Issue #507, opened 2024-08-10
Inconsistent ranking between Recent Records and the game leaderboard


KirbyComment:
The recent records page can display an incorrectly labeled medal (placement) from what the real placement is as seen from the game leaderboard.

![image](https://github.com/user-attachments/assets/90f5a67d-dc50-471b-8fc4-b3177a025320)

![image](https://github.com/user-attachments/assets/db07d2ae-fe65-4f30-88ef-118b34e7c253)

n-rook:
Replay is:
https://www.silentselene.net/replays/th128/77823

Notably there's a stronger TAS:
https://www.silentselene.net/replays/th128/77752

As the front page displays TASes, I think there's something going wrong with the database query that is causing it to include TASes in the ranking too.

PR #508, opened 2024-08-19
Creates and joins against a view used to get the rank of a replay.

n-rook:
See #507. This new function is not yet used, but I figure we can replace the existing annotate_with_rank() with it. The new approach allows for us to more easily get ranks in situations where the required data isn't returned in the query, which is nice. It's a bit slower, so we may need to convert this to a "materialized view", but I think it's still acceptable right now, especially with the new index.


jgdhs27 (approved):
This is so much better! I didn't know you could just write views like this.

Btw, how did you define the view? Did you just write the SQL to create it in `0041_replay_rank_view.py`?

n-rook:
Yeah, I wrote the 0041 migration file myself. Django doesn't really support views in any meaningful sense, but a view can be queried the same way as a table, so if we make a view ourselves (and tell Django not to try to create it as a table; that's what the "managed = False" is for) we can access it through Django similarly to how we would access a table.

It took a bunch of Googling to figure out how people deal with this situation!

PR #509, opened 2024-08-24
Use new rank view everywhere the old annotate_with_rank call was used.

### LINKED ISSUE #507: Inconsistent ranking between Recent Records and the game leaderboard

n-rook:
This should fix #507, as well as simplifying some code to no longer need rank_replays.py.


jgdhs27 (approved):
Awesome! What's the performance implication of this? I imagine it's a lot better now that you don't have to calculate it from scratch every time (idk how view tables work, are they stored in the DB?). The medal calculation was actually really slowing down how long it took to show replays on the home page and player pages.

n-rook:
Unfortunately it's pretty much a wash for now. A view is basically just a query that the database pretends is a table. It didn't feel worse to me locally. I planned to click around on staging to see how it felt.

In the medium term what we should probably do is use a "materialized view" here:
https://www.postgresql.org/docs/current/rules-materializedviews.html

These are views that postgres saves to a table. The big caveat is that the table can then go stale and you have to go tell postgres whenever it should be updated. But this is a classic materialized view problem, since it's a small table with a big input and not that much information.

It'll be much easier to switch to a materialized view now that we have a regular view, so I figure this is still a step in the right direction. And it does fix the front page bug.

__Task to complete__. All that is needed is the opening run of the data, given again exactly: please include every line from the first through the line with "PR #509, opened 2024-08-24", both ends kept.

__Solution to this exercise__.
Issue #507, opened 2024-08-10
Inconsistent ranking between Recent Records and the game leaderboard


KirbyComment:
The recent records page can display an incorrectly labeled medal (placement) from what the real placement is as seen from the game leaderboard.

![image](https://github.com/user-attachments/assets/90f5a67d-dc50-471b-8fc4-b3177a025320)

![image](https://github.com/user-attachments/assets/db07d2ae-fe65-4f30-88ef-118b34e7c253)

n-rook:
Replay is:
https://www.silentselene.net/replays/th128/77823

Notably there's a stronger TAS:
https://www.silentselene.net/replays/th128/77752

As the front page displays TASes, I think there's something going wrong with the database query that is causing it to include TASes in the ranking too.

PR #508, opened 2024-08-19
Creates and joins against a view used to get the rank of a replay.

n-rook:
See #507. This new function is not yet used, but I figure we can replace the existing annotate_with_rank() with it. The new approach allows for us to more easily get ranks in situations where the required data isn't returned in the query, which is nice. It's a bit slower, so we may need to convert this to a "materialized view", but I think it's still acceptable right now, especially with the new index.


jgdhs27 (approved):
This is so much better! I didn't know you could just write views like this.

Btw, how did you define the view? Did you just write the SQL to create it in `0041_replay_rank_view.py`?

n-rook:
Yeah, I wrote the 0041 migration file myself. Django doesn't really support views in any meaningful sense, but a view can be queried the same way as a table, so if we make a view ourselves (and tell Django not to try to create it as a table; that's what the "managed = False" is for) we can access it through Django similarly to how we would access a table.

It took a bunch of Googling to figure out how people deal with this situation!

PR #509, opened 2024-08-24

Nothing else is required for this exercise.